═════ Recorded data ═════

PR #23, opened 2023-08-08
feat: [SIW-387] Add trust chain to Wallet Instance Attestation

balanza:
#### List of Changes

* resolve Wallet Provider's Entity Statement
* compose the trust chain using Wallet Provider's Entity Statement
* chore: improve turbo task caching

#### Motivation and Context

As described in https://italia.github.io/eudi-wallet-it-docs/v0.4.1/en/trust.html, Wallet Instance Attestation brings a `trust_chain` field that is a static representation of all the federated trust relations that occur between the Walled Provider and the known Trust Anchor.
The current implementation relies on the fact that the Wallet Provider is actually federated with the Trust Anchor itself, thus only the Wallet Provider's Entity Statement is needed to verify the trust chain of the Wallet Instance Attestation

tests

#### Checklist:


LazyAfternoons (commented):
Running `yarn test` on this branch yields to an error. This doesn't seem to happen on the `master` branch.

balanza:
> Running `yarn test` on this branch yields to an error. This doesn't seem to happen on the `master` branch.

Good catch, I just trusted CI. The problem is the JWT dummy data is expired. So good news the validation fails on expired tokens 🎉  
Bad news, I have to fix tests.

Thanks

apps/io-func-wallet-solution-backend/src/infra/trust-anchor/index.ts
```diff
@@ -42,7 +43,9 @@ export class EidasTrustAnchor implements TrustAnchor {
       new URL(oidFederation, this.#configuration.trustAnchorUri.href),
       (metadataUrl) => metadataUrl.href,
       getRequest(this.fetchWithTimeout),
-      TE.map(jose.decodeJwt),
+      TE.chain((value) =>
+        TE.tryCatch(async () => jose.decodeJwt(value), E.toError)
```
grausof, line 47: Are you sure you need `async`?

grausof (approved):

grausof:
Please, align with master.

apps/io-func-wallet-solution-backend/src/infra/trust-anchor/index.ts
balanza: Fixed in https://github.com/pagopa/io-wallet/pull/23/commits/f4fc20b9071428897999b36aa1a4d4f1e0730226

═════

Problem:
Which lines of the data hold the string "happen"? Return each of them.

Exercise response:
Running `yarn test` on this branch yields to an error. This doesn't seem to happen on the `master` branch.
> Running `yarn test` on this branch yields to an error. This doesn't seem to happen on the `master` branch.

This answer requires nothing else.